Mingelmare
Van de Franschen te Nieuwpoort
ONDER die hoofding verscheen er, in Biekorf, 13de jaar, Tk 3, bladz. 40, eene geschiedkundige bijdrage, onderteekend E.V.G. Bij het aandachtig overlezen van dien belangrijken opstel, viel het mij in dat ik onlangs iets dienaangaande vermeld vond. 't Was in een handschrift dat, bij mijne wete, tot heden toe onuitgegeven bleef en, ten jare 1801, door den eerweerden Heer De Sodt, kapellaan van Woesten, opgesteld wierd. Het draagt als opschrift: ‘Kort verhael van het geene voorgevallen is door de invallen der Fransche Troupen in West-Vlaenderen ten tyde der Revolutie.’ Op bladz. 13, voorlaatste van dit merkweerdig handschrift, klein in-folio, staat het volgende te lezen:
‘1794. In de maendt van Julius hebben de Franschen Nieuwpoort belegert met vele destructie al den kant van de Recolletten, ende inde selve maendt verovert: het veroveren van Nieuwpoort hebben sy alle de Fransche uytgeweken, dewelke sy daer gevonden hebben, doodt geschoten ende hun doode lichaemen in de zee laten stroomen.’
Ons dunkens, mag bovenstaande aanteekening, komende van eenen geloofweerdigen schrijver en tijdgenoot, als een stellig bewijsstuk doorgaan dat de meening van den geleerden opsteller E.V.G. alleszins gegrond is, als hij beweert dat het beleg van Nieuwpoort in Juli of Hooimaand door de Franschen begonnen, ook in Hooimaand met de verovering der stad voltrokken en bekroond wierd.
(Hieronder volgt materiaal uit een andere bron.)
PR #364, opened 2017-05-08
feather variant

ladyada:
Hiya here is the Feather ESP32 variant details!


me-no-dev:
I was just watching your video from earlier :D

ladyada:
yay hopefully the fun one where i check out the first board, not the one where i spent 30 minutes fighting win 7 :)

ladyada:
btw im still seeing some issues with SD cards using the built in library, perhaps. but i'll get you some hardware so you can have something to test against

me-no-dev:
actually both :)

me-no-dev:
Sure thing :) though I can check probably on the hardware I have as well. Now that I have your board definitions :)
Could you maybe describe the issues a bit more?

PR #367, opened 2017-05-09
add support for widora-air board

YuanChenmang:


boards.txt
```diff
@@ -99,6 +99,47 @@ esp32thing.menu.UploadSpeed.512000.upload.speed=512000
...
+
+widora-air.serial.disableDTR=true
+widora-air.serial.disableRTS=true
+
+widora-air.build.mcu=esp32
+widora-air.build.core=esp32
+widora-air.build.variant=widora-air
+widora-air.build.board=WIDORA_AIR
+
+widora-air.build.f_cpu=400000000L
```
me-no-dev: ????? what? 400MHz :D

YuanChenmang: Should be 40M, I changed and then test. :)

YuanChenmang: Should be 240M, I changed and then test

PR #394, opened 2017-05-22
Add WiFiServer hasClient and WiFiTelnetToSerial example

bbx10:
WiFiTelnetToSerial is also a test for hasClient().


lrmoreno007:
Very good example !!! It's just what I've been looking for a long time. It works great and with a few small touches I can now send commands to the board and receive information from it. THANKS !!!

PR #396, opened 2017-05-23
Add LED_BUILTIN pin

joeybab3:
On my dev module, the built in led was on pin 1, and this also appears to be the case for the one from adafruit as well.


me-no-dev:
pin 1 is used by Serial ;) Those LEDs show activity. Not suitable for use in sketches, because it will break the serial.

joeybab3:
wow... I had no idea, my bad

PR #404, opened 2017-05-30
Additions to WiFiClient and WiFiServer

bbx10:
Required for WebServer and DNSServer libraries. May be use by other libraries and apps.

### DIFF
--- a/libraries/WiFi/src/WiFiClient.cpp
+++ b/libraries/WiFi/src/WiFiClient.cpp
@@ -224,6 +224,11 @@ size_t WiFiClient::write(const uint8_t *buf, size_t size)
     return res;
 }
 
+size_t WiFiClient::write_P(PGM_P buf, size_t size)
+{
+    return write(buf, size);
+}
+
 int WiFiClient::read(uint8_t *buf, size_t size)
 {
     if(!available()) {
@@ -344,6 +349,34 @@ IPAddress WiFiClient::remoteIP() const
 uint16_t WiFiClient::remotePort() const
 {
     return remotePort(fd());
+}
+
+IPAddress WiFiClient::localIP(int fd) const
+{
+    struct sockaddr_storage addr;
+    socklen_t len = sizeof addr;
+    getsockname(fd, (struct sockaddr*)&addr, &len);
+    struct sockaddr_in *s = (struct sockaddr_in *)&addr;
+    return IPAddress((uint32_t)(s->sin_addr.s_addr));
+}
+
+uint16_t WiFiClient::localPort(int fd) const
+{
+    struct sockaddr_storage addr;
+    socklen_t len = sizeof addr;
+    getsockname(fd, (struct sockaddr*)&addr, &len);
+    struct sockaddr_in *s = (struct sockaddr_in *)&addr;
+    return ntohs(s->sin_port);
+}
+
+IPAddress WiFiClient::localIP() const
+{
+    return localIP(fd());
+}
+
+uint16_t WiFiClient::localPort() const
+{
+    return localPort(fd());
 }
 
 bool WiFiClient::operator==(const WiFiClient& rhs)
--- a/libraries/WiFi/src/WiFiServer.cpp
+++ b/libraries/WiFi/src/WiFiServer.cpp
@@ -21,6 +21,7 @@
 #include <lwip/netdb.h>
 
 #undef write
+#undef close
 
 int WiFiServer::setTimeout(uint32_t seconds){
   struct timeval tv;
@@ -103,8 +104,16 @@ bool WiFiServer::hasClient() {
 }
 
 void WiFiServer::end(){
-  close(sockfd);
+  lwip_close_r(sockfd);
   sockfd = -1;
   _listening = false;
+}
+
+void WiFiServer::close(){
+  end();
+}
+
+void WiFiServer::stop(){
+  end();
 }
 
--- a/libraries/WiFi/src/WiFiClient.h
+++ b/libraries/WiFi/src/WiFiClient.h
@@ -44,6 +44,7 @@ public:
     int connect(const char *host, uint16_t port);
     size_t write(uint8_t data);
     size_t write(const uint8_t *buf, size_t size);
+    size_t write_P(PGM_P buf, size_t size);
     int available();
     int read();
     int read(uint8_t *buf, size_t size);
@@ -84,6 +85,10 @@ public:
     IPAddress remoteIP(int fd) const;
     uint16_t remotePort() const;
     uint16_t remotePort(int fd) const;
+    IPAddress localIP() const;
+    IPAddress localIP(int fd) const;
+    uint16_t localPort() const;
+    uint16_t localPort(int fd) const;
 
     //friend class WiFiServer;
     using Print::write;
--- a/libraries/WiFi/src/WiFiServer.h
+++ b/libraries/WiFi/src/WiFiServer.h
@@ -50,6 +50,8 @@ class WiFiServer : public Server {
     using Print::write;
 
     void end();
+    void close();
+    void stop();
     operator bool(){return _listening;}
     int setTimeout(uint32_t seconds);
     void stopAll();


libraries/WiFi/src/WiFiServer.cpp
```diff
@@ -103,8 +104,16 @@ bool WiFiServer::hasClient() {
 }
 
 void WiFiServer::end(){
-  close(sockfd);
+  lwip_close_r(sockfd);
```
me-no-dev: why?

me-no-dev: oh breaks with the other close...

libraries/WiFi/src/WiFiClient.cpp
```diff
@@ -224,6 +224,11 @@ size_t WiFiClient::write(const uint8_t *buf, size_t size)
     return res;
 }
 
+size_t WiFiClient::write_P(PGM_P buf, size_t size)
+{
+    return write(buf, size);
+}
+
```
me-no-dev: this is not official Arduino API is it? We do not really have _P anything ;)

libraries/WiFi/src/WiFiServer.cpp
```diff
@@ -103,8 +104,16 @@ bool WiFiServer::hasClient() {
...
   sockfd = -1;
   _listening = false;
 }
 
+void WiFiServer::close(){
```
me-no-dev: I think we should go with one or the other ;) What's the official API for this?

libraries/WiFi/src/WiFiClient.cpp
bbx10: ESP8266WebServer has *_P methods so I added support for them in the ESP32 version.

```C
void WebServer::send_P(int code, PGM_P content_type, PGM_P content) {
    size_t contentLength = 0;

    if (content != NULL) {
        contentLength = strlen_P(content);
    }

    String header;
    char type[64];
    memccpy_P((void*)type, (PGM_VOID_P)content_type, 0, sizeof(type));
    _prepareHeader(header, code, (const char* )type, contentLength);
    _currentClient.write(header.c_str(), header.length());
    sendContent_P(content);
}

void WebServer::send_P(int code, PGM_P content_type, PGM_P content, size_t contentLength) {
    String header;
    char type[64];
    memccpy_P((void*)type, (PGM_VOID_P)content_type, 0, sizeof(type));
    _prepareHeader(header, code, (const char* )type, contentLength);
    sendContent(header);
    sendContent_P(content, contentLength);
}

void WebServer::send(int code, char* content_type, const String& content) {
  send(code, (const char*)content_type, content);
}

void WebServer::send(int code, const String& content_type, const String& content) {
  send(code, (const char*)content_type.c_str(), content);
}

void WebServer::sendContent(const String& content) {
  const char * footer = "\r\n";
  size_t len = content.length();
  if(_chunked) {
    char * chunkSize = (char *)malloc(11);
    if(chunkSize){
      sprintf(chunkSize, "%x%s", len, footer);
      _currentClient.write(chunkSize, strlen(chunkSize));
      free(chunkSize);
    }
  }
  _currentClient.write(content.c_str(), len);
  if(_chunked){
    _currentClient.write(footer, 2);
  }
}

void WebServer::sendContent_P(PGM_P content) {
  sendContent_P(content, strlen_P(content));
}

void WebServer::sendContent_P(PGM_P content, size_t size) {
  const char * footer = "\r\n";
  if(_chunked) {
    char * chunkSize = (char *)malloc(11);
    if(chunkSize){
      sprintf(chunkSize, "%x%s", size, footer);
      _currentClient.write(chunkSize, strlen(chunkSize));
      free(chunkSize);
    }
  }
#ifdef ESP8266
  _currentClient.write_P(content, size);
#else
  // TODO add ESP32 WiFiClient::write_P
  _currentClient.write(content, size);
#endif
  if(_chunked){
    _currentClient.write(footer, 2);
  }
}
```

me-no-dev: _P methods imply PROGMEM an we do not have PROGMEM on esp32

libraries/WiFi/src/WiFiServer.cpp
bbx10: ESP8266WiFiServer has close() and stop(). ESP32 WiFiServer has end(). ESP8266WebServer calls close. I chose to put all three for maximum backwards compatibility.
```C
void WebServer::close() {
#ifdef ESP8266
  _server.close();
#else
  // TODO add ESP32 WiFiServer::close()
  _server.end();
#endif
}
```

me-no-dev: ESP32 should actually always use stop() as that is the official Arduino API. close and end should e deprecated.

libraries/WiFi/src/WiFiClient.cpp
copercini: PGM_P is a pointer to a string in program space. It's come from here: https://github.com/esp8266/Arduino/pull/753

bbx10: @copercini Compare pgmspace.h on ESP32 vs. ESP8266. There is no support for PROGMEM on ESP32 so pgmspace.h neuters the _P functions to their non _P equivalents.

But to avoid breaking lots of apps and libraries is would be good to translate _P functions to something that works on ESP32. Instead of making this change, libs and apps would have to do this.

#ifdef ESP8266
  _currentClient.write_P(content, size);
#else
  _currentClient.write(content, size);
#endif

If there are many occurrences, perhaps `#define write_P write` would do the job. But it would be less work and fewer breakage issues if write_P() is added even though it does the same thing as write().

me-no-dev: I can not agree to bloat the classes unnecessary just for the sake of compatibility with everything. We have to add all of the _P methods then to Print, Stream and whatever else has them on ESP8266... bad idea!

igrr: How about we create a utility mixin class, EnableProgmemMethods. This class would implement _P versions based on non-_P versions. WiFiClient would be derived from EnableProgmemMethods<WiFiClient>.

This way:
- code of WiFiClient is kept concise
- link time dead code elimination guarantees that unused methods will not end up in the final binary.

me-no-dev: I was searching for exactly that kind of implementation!

libraries/WiFi/src/WiFiServer.cpp
bbx10: OK, I can remove close and end.

libraries/WiFi/src/WiFiClient.cpp
igrr: Ok, scratch that — we wouldn't be able to reuse this on the 8266, as that WiFiClient uses different implementation for _P and non-_P. So it's​ just two methods here, for WiFiClient and WebServer. I'd say just add them, as they will be eliminated if not used.

me-no-dev: And then we'll have this requested on any other place that implements _P. We either do it everywhere or not. IMHO we should not.
I can agree to mark them deprecated and remove at later point.

bbx10: Instead of adding write_P perhaps adding macro defs to cores/esp32/pgmspace.h will work.
I looked around for other _P functions exported by ESP8266 core classes but I am not sure I got them all.

pgmspace.h
```C
#define write_P       write       /* WiFiClient::write_P, SdFile::write_P */
#define printf_P      printf      /* Print::printf_P */
#define writeln_P     writeln     /* SdFile::writeln_P */
```
This exactly equivalent to the ifdef but without developers having to worry about the issue. And without the need to add _P functions to ESP32 classes.

igrr: > I can agree to mark them deprecated and remove at later point.

What approach would you suggest library authors take when it comes to writing code which supports both the ESP8266 and the ESP32?

me-no-dev: What would happen if we separate code like it's with WiFi? will all of the source files be included even if not used?

igrr: At link time, only the functions which were referenced will be left in the program, if -ffunction-section and -gc-sections options are used.

bbx10: Instead of adding write_P, how about adding `#define write_P write` to pgmspace.h?

me-no-dev: ```#define write_P write``` will not lead to proper client.write_P. @igrr correct me if I'm wrong, but that is what I believe the result will be

bestpika:
Can't compile...
```cpp
#include <WiFi.h>

void setup() {}
void loop() {}
```
```
In file included from C:\Users\...\Documents\Arduino\hardware\espressif\esp32\libraries\WiFi\src/WiFi.h:37:0,

                 from C:\Users\...\AppData\Local\Temp\arduino_modified_sketch_637679\sketch_jun14c.ino:1:

C:\Users\...\Documents\Arduino\hardware\espressif\esp32\libraries\WiFi\src/WiFiClient.h:93:15: error: 'IPAddress WiFiClient::localIP() const' cannot be overloaded

     IPAddress localIP() const;

               ^

C:\Users\...\Documents\Arduino\hardware\espressif\esp32\libraries\WiFi\src/WiFiClient.h:88:15: error: with 'IPAddress WiFiClient::localIP() const'

     IPAddress localIP() const;

               ^

C:\Users\...\Documents\Arduino\hardware\espressif\esp32\libraries\WiFi\src/WiFiClient.h:94:15: error: 'IPAddress WiFiClient::localIP(int) const' cannot be overloaded

     IPAddress localIP(int fd) const;

               ^

C:\Users\...\Documents\Arduino\hardware\espressif\esp32\libraries\WiFi\src/WiFiClient.h:89:15: error: with 'IPAddress WiFiClient::localIP(int) const'

     IPAddress localIP(int fd) const;

               ^

C:\Users\...\Documents\Arduino\hardware\espressif\esp32\libraries\WiFi\src/WiFiClient.h:95:14: error: 'uint16_t WiFiClient::localPort() const' cannot be overloaded

     uint16_t localPort() const;

              ^

C:\Users\...\Documents\Arduino\hardware\espressif\esp32\libraries\WiFi\src/WiFiClient.h:90:14: error: with 'uint16_t WiFiClient::localPort() const'

     uint16_t localPort() const;

              ^

C:\Users\...\Documents\Arduino\hardware\espressif\esp32\libraries\WiFi\src/WiFiClient.h:96:14: error: 'uint16_t WiFiClient::localPort(int) const' cannot be overloaded

     uint16_t localPort(int fd) const;

              ^

C:\Users\...\Documents\Arduino\hardware\espressif\esp32\libraries\WiFi\src/WiFiClient.h:91:14: error: with 'uint16_t WiFiClient::localPort(int) const'

     uint16_t localPort(int fd) const;

              ^
```

priyankachepuri09:
Same issue as @bestpika unable to compile.

me-no-dev:
fixed in the latest commit ;)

Jammer is 't dat eerweerde Heer De Sodt, zoo duidelijk jaar en maand bepalende, vergat er de dagteekening der overgaaf bij te voegen.
Jammer ook dat, ofschoon er, elders in 't handschrift, meermaals gewag gemaakt wierd van Pichegru, Van Damme en overige Fransche bevelhebbers, hier de naam van den aanvoerder verzwegen bleef.
Edm. De Vos.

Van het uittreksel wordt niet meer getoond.